Every line of the data below is to be written out again exactly.
** Opening PROVIDED DATA block **
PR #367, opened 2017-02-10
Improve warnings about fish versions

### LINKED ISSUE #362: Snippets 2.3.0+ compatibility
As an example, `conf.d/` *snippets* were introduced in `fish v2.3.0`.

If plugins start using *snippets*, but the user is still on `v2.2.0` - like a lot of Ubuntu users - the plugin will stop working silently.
** Closing PROVIDED DATA block **
YOUR SOLUTION:
PR #367, opened 2017-02-10
Improve warnings about fish versions

### LINKED ISSUE #362: Snippets 2.3.0+ compatibility
As an example, `conf.d/` *snippets* were introduced in `fish v2.3.0`.

If plugins start using *snippets*, but the user is still on `v2.2.0` - like a lot of Ubuntu users - the plugin will stop working silently.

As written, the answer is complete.